**Your instructions:** Exact reproduction required: the lines below from the line with "- inline-only: Set" to the line with "- always: Set id", both ends included, and no others.

**Available records:**
Issue #844, opened 2021-06-16
Consider configurable behavior for instance generation


cmoesel:
Authors have indicated that in some cases they:
* don't want generated instances to have the `id` value serialized
* don't want generated instances of profiles to automatically put the profile in `meta.profile`

We should consider making things like this configurable in SUSHI.

See: https://chat.fhir.org/#narrow/stream/215610-shorthand/topic/Handling.20meta.2Eprofile.20in.20instances/near/242212579

citizenrich:
I'll add one here, it seems the resource type is always prepended to the filename, e.g. Patient-123 if it is Patient/123.

PR #937, opened 2021-10-20
Allow configurable Instance generation

ngfreiter:
## Description

Fixes https://github.com/FHIR/sushi/issues/844 by adding configurable instance generation.

This PR does this by adding a `instanceOptions` configuration property, which has `setMetaProfile` and `setId` as children. The `setMetaProfile` value controls whether or not `meta.profile` is set on generated instances. It can have the following values:
  - always: Set meta.profile for all Instances of profiles (default)
  - never: Do not set meta.profile on any Instances
  - inline-only: Set meta.profile for only Instances of profiles with Usage set to #inline
  - standalone-only: Set meta.profile for only Instances of profiles where Usage is any value other than #inline
 
The `setId` value controls whether or not `id` is set on generated instances. It can have the following values:
  - always: Set id for all Instances (default)
  - standalone-only: Set id for only Instances where Usage is any value other than #inline
The `setId` flag can't have an `inline-only` or `never` option, because `id`s are necessary when generating non-inline instances. The publisher depends on them.

## Testing
Test:
- `meta.profile` is set on inline and non-inline instances when `setMetaProfile` is not set
- `meta.profile` is set on the expected instances (inline vs non-inline) for each of the four values
- `id` is set on inline and non-inline instances when `setId` is not set
- `id` is set on the expected instances (inline vs non-inline) for the two values


ngfreiter:
I will have to document this on FSHSchool, and I plan to, just haven't had a chance yet.

PR #941, opened 2021-10-21
Support User Provided Examples of Logical Models

jafeltra:
This PR makes a couple minor changes in order to support user provided instances of logical models. Right now, SUSHI does not do any additional processing of these examples and we don't yet support authoring examples of logical models in FSH, but SUSHI will no longer crash if the examples are provided and it properly builds an IG resource with the examples.

In order to provide an example of a logical model, you can author a logical model in FSH like usual, and you can provide either a JSON or XML version of an example of that logical model in either the `input/resources` or `input/examples` folder with the name `Binary-{id}.json`. You also need to provide additional configuration for that resource in the `resources` property of `sushi-config.yaml`. You need to specify `name` for the resource so the IG renders the name when it renders the link to the example, the `exampleCanonical` should reference the Logical Model that the example is an instance of so the IG publisher knows how to link it, and you need to add an `extension` to specify the format of the resource. The config entry I've been using to test looks like this:

```
resources:
  Binary/my-id:
    extension:
      - url: http://hl7.org/fhir/StructureDefinition/implementationguide-resource-format
        valueCode: application/fhir+json
    name: Example of LM
    exampleCanonical: http://example.org/StructureDefinition/MyLM
```

I've also been testing with a very simple Logical Model and very simple example:

```
// In any FSH file
Logical: MyLM
Id: MyLM
Title: "My LM"
Description: "This is mine"
* important 1..1 SU boolean "Is this resource important"
```

and 

```
// In a file called Binary-my-id.json
{
  "resourceType": "MyLM",
  "id": "my-id",
  "important": true
}
```

If you run SUSHI and the publisher, you should see an Examples tab on the Logical Model page, which should link to the 
`my-id` example. The example's page should should the JSON or XML representation on the Narrative Content tab and should show a Binary with base64 encoding on the JSON/XML tabs.

You should also be able to replace the Binary-my-id.json with the XML version of this file, change the `valueCode` from` application/fhir+json` to `application/xml` and everything should work the same. Most of these steps were from this [Zulip thread](https://chat.fhir.org/#narrow/stream/179252-IG-creation/topic/Logical.20Model.20Examples), and the [sample-ig](https://github.com/FHIR/sample-ig) has an example [here](https://github.com/FHIR/sample-ig/blob/master/input/examples/Binary-logical-example.xml).

### DIFF
--- a/src/export/ValueSetExporter.ts
+++ b/src/export/ValueSetExporter.ts
@@ -5,7 +5,7 @@ import {
   StructureDefinition
 } from '../fhirtypes';
 import { FSHTank } from '../import/FSHTank';
-import { FshValueSet, FshCode, ValueSetFilterValue } from '../fshtypes';
+import { FshValueSet, FshCode, ValueSetFilterValue, FshCodeSystem, Instance } from '../fshtypes';
 import { logger } from '../utils/FSHLogger';
 import { ValueSetComposeError, InvalidUriError } from '../errors';
 import { Package } from '.';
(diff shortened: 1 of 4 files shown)


mint-thompson (changes requested):
This looks good! Could you add a test case showing what happens when there is an example of a logical model that is not properly declared in the configuration's resource list?

PR #944, opened 2021-10-25
Add additional details to SUSHI --init sushi-config.yaml

ngfreiter:
Update the `sushi-config.yaml` file included when running `sushi --init` to include:
* Include references to the value sets that relevant properties can take on
* Additional fields and documentation on those fields (mostly taken from the [exhaustive example](https://fshschool.org/docs/sushi/configuration/#exhaustive-example))

A few things to note:
* I moved the `menu.xml` section above the additional IG fields, which is logically a little annoying to me, but I think the benefit of having all of the uncommented fields at the top is worth it
* If reviewers think this is too busy, some of the commented fields can be removed. My personal preference is to give the user all the fields they may need, and then let them remove what they don't, instead of requiring them to go to the documentation to see what they may be missing.

### DIFF
--- a/src/errors/ValueSetFilterValueTypeError.ts
+++ b/src/errors/ValueSetFilterValueTypeError.ts
@@ -1,12 +1,25 @@
 import { VsOperator } from '../fshtypes';
 
+type expectedType = 'string' | 'regex' | 'boolean' | 'code';
 export class ValueSetFilterValueTypeError extends Error {
   constructor(
     public operator: VsOperator,
-    public expectedType: 'string' | 'regex' | 'boolean' | 'code'
+    public expectedTypes: expectedType[],
+    public allowedStrings: string[] = []
   ) {
     super(
-      `Not applying value set filter: operator "${operator}" requires a ${expectedType} value.`
+      `Not applying value set filter: operator "${operator}" requires ${getExpectedTypes(
+        expectedTypes,
+        allowedStrings
+      )}.`
     );
   }
+}
+
+function getExpectedTypes(types: expectedType[], allowedStrings: string[]): string {
+  const formattedAllowedStrings = allowedStrings.map(s => `"${s}"`).join(' or ');
+  const allowedStringsClause = formattedAllowedStrings
+    ? ` or a string value of ${formattedAllowedStrings}`
+    : '';
+  return `a ${types.join(' or ')} value${allowedStringsClause}`;
 }
--- a/src/export/MappingExporter.ts
+++ b/src/export/MappingExporter.ts
@@ -70,7 +70,9 @@ export class MappingExporter {
     const sourceStructDef = this.pkg.fish(
       fshDefinition.source,
       Type.Profile,
-      Type.Extension
+      Type.Extension,
+      Type.Resource,
+      Type.Logical
     ) as StructureDefinition;
     if (sourceStructDef) {
       const parent = this.fisher.fishForFHIR(
@@ -78,7 +80,8 @@ export class MappingExporter {
         Type.Resource,
         Type.Type,
         Type.Profile,
-        Type.Extension
+        Type.Extension,
+        Type.Logical
       );
       const matchingParentMapping = parent?.mapping.find(
         (m: StructureDefinitionMapping) => m.identity === fshDefinition.id
--- a/src/import/FSHImporter.ts
+++ b/src/import/FSHImporter.ts
@@ -1969,42 +1969,35 @@ export class FSHImporter extends FSHVisitor {
       throw new ValueSetFilterMissingValueError(operator);
     }
     const value = ctx.vsFilterValue() ? this.visitVsFilterValue(ctx.vsFilterValue()) : true;
+
+    // NOTE: We support string value for every operator, in addition to the specific typed values
+    // for some operators based on the filter value documentation:
+    // http://hl7.org/fhir/R4/valueset-definitions.html#ValueSet.compose.include.filter.value
+    // and the discussion on https://github.com/FHIR/sushi/issues/936
     switch (operator) {
       case VsOperator.EQUALS:
       case VsOperator.IN:
       case VsOperator.NOT_IN:
-        // NOTE: We believe that =, in, and not-in operators should ONLY support code values
-        // based on the filter value documentation:
-        // http://hl7.org/fhir/R4/valueset-definitions.html#ValueSet.compose.include.filter.value
-        // Both string and code are supported for now in order to maintain backwards compatibility.
-        if (typeof value === 'string') {
-          logger.warn(
-            `The match value of filter operator "${operator}" must be a code. ` +
-              'For string valued properties, use the regex filter operator with a regular expression value. ' +
-              'Support for using strings as filter values has been deprecated and will be removed in a future release.',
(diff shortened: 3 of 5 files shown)


src/utils/init-project/sushi-config.yaml
```diff
@@ -1,22 +1,195 @@
...
+releaseLabel: ci-build # ci-build | draft | qa-preview | ballot | trial-use | release | update | normative+trial-use
+# license: CC0-1.0 # https://www.hl7.org/fhir/valueset-spdx-license.html
+# jurisdiction: urn:iso:std:iso:3166#US "United States of America" # https://www.hl7.org/fhir/valueset-jurisdiction.html
 publisher:
   name: Example Publisher
   url: http://example.org/example-publisher
 
+# The dependencies property corresponds to IG.dependsOn. The key is the
+# package id and the value is the version (or dev/current). For advanced
+# use cases, the value can be an object with keys for `uri` and `version`.
```
jafeltra, line 24: This is a minor discrepency between the exhaustive example on FSH School and the example config in the SUSHI repo, but the value can be an object with keys for `uri`, `version`, and `id`. The SUSHI example config lists all three in the comment above. Do you think we should include `id` here as well? It's pretty clearly commented out below, so it probably doesn't matter much.

src/utils/init-project/sushi-config.yaml
```diff
@@ -1,22 +1,195 @@
...
+# than a list of code/value pairs (as in the ImplementationGuide
+# resource), the code is the YAML key. If a parameter allows repeating
+# values, the value in the YAML should be a sequence/array. For a
+# partial list of allowed parameters see:
+# https://confluence.hl7.org/display/FHIR/Implementation+Guide+Parameters
+#
+# parameters:
+#   excludettl: true
+#   validation: [allow-any-extensions, no-broken-links]
+
```
jafeltra, line 65: I don't think this matters much, but I don't get a blank line between the commented out `parameters` and the `menu.xml` box. Should I?

src/utils/init-project/sushi-config.yaml
```diff
@@ -1,22 +1,195 @@
...
 # ╭────────────────────────────────────────────menu.xml────────────────────────────────────────────╮
 # │  To use a provided input/includes/menu.xml file, delete the "menu" property below.             │
 # ╰────────────────────────────────────────────────────────────────────────────────────────────────╯
 menu:
```
jafeltra, line 69: Now that we're adding more documentation to each property, do you think we should include the blurb for menu that's in the exhaustive config?

jafeltra (commented):
This looks really good! I just had a couple minor comments, but nothing major. I think this is a really helpful starter config file now!

Edit: Also, I agree with you that we should just give the all the properties that are possible and they can remove things they don't want. I feel like if we give them something in between this and what we had before, then it might look like we have shown them everything that is possible, when in reality, there is more possible, but it's just listed in the documentation. Once they create their first few projects/config files, they may also stop using the --init option and will know to add the fields they want.

src/utils/init-project/sushi-config.yaml
```diff
@@ -1,22 +1,195 @@
-# ╭──────────────────────────────────────ImplementationGuide───────────────────────────────────────╮
-# │  The properties below are used to create the ImplementationGuide resource. For a list of       │
-# │  supported properties, see: https://fshschool.org/docs/sushi/configuration/                    │
+# ╭─────────────────────────Commonly Used ImplementationGuide Properties───────────────────────────╮
+# │  The properties below are used to create the ImplementationGuide resource. The most commonly   │
+# │  used properties are included. For a list of all supported properties and their functions,     │
+# │  see: https://fshschool.org/docs/sushi/configuration/.                                         │
 # ╰────────────────────────────────────────────────────────────────────────────────────────────────╯
 id: fhir.example
 canonical: http://example.org
```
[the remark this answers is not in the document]
ngfreiter: The `url` should not really be necessary assuming that most people want to just use the `canonical` to construct the `url`. I should've called it out, but in this one case, I thought it would be confusing to even include that property.

src/utils/init-project/sushi-config.yaml
```diff
@@ -1,22 +1,195 @@
...
-fhirVersion: 4.0.1
+fhirVersion: 4.0.1 # https://www.hl7.org/fhir/valueset-FHIR-version.html
 copyrightYear: 2020+
-releaseLabel: ci-build
+releaseLabel: ci-build # ci-build | draft | qa-preview | ballot | trial-use | release | update | normative+trial-use
+# license: CC0-1.0 # https://www.hl7.org/fhir/valueset-spdx-license.html
+# jurisdiction: urn:iso:std:iso:3166#US "United States of America" # https://www.hl7.org/fhir/valueset-jurisdiction.html
 publisher:
   name: Example Publisher
   url: http://example.org/example-publisher
```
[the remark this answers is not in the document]
ngfreiter: I'll add it commented yeah!

src/utils/init-project/sushi-config.yaml
ngfreiter: 🤷

src/utils/init-project/sushi-config.yaml
ngfreiter: Blurb in https://github.com/FHIR/sushi/pull/944/commits/648a5d0cf98d797958a3096f1e93d52720b262aa

src/utils/init-project/sushi-config.yaml
ngfreiter: Spaced out in https://github.com/FHIR/sushi/pull/944/commits/648a5d0cf98d797958a3096f1e93d52720b262aa

src/utils/init-project/sushi-config.yaml
ngfreiter: Un-discrepancied in https://github.com/FHIR/sushi/pull/944/commits/648a5d0cf98d797958a3096f1e93d52720b262aa

src/utils/init-project/sushi-config.yaml
```diff
@@ -1,22 +1,195 @@
...
+#
+# Those who need more control or want to add additional details to the contact values can use
+# contact directly and follow the format outlined in the ImplementationGuide resource and
+# ContactDetail.
+#
+# contact:
+#   - name: Bob Smith
+#     telecom:
+#         # system from: phone | fax | email | pager | url | sms | other
+#       - system: email
```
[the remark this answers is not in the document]
ngfreiter: Re-aligned in https://github.com/FHIR/sushi/pull/944/commits/648a5d0cf98d797958a3096f1e93d52720b262aa

src/utils/init-project/sushi-config.yaml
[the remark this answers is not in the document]
ngfreiter: Commented in https://github.com/FHIR/sushi/pull/944/commits/648a5d0cf98d797958a3096f1e93d52720b262aa

jafeltra (approved):
Looks great! Thanks for making those changes!

cmoesel (approved):
Thanks, @ngfreiter!  I think our users will find this to be very helpful!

**Task response:**
  - inline-only: Set meta.profile for only Instances of profiles with Usage set to #inline
  - standalone-only: Set meta.profile for only Instances of profiles where Usage is any value other than #inline
 
The `setId` value controls whether or not `id` is set on generated instances. It can have the following values:
  - always: Set id for all Instances (default)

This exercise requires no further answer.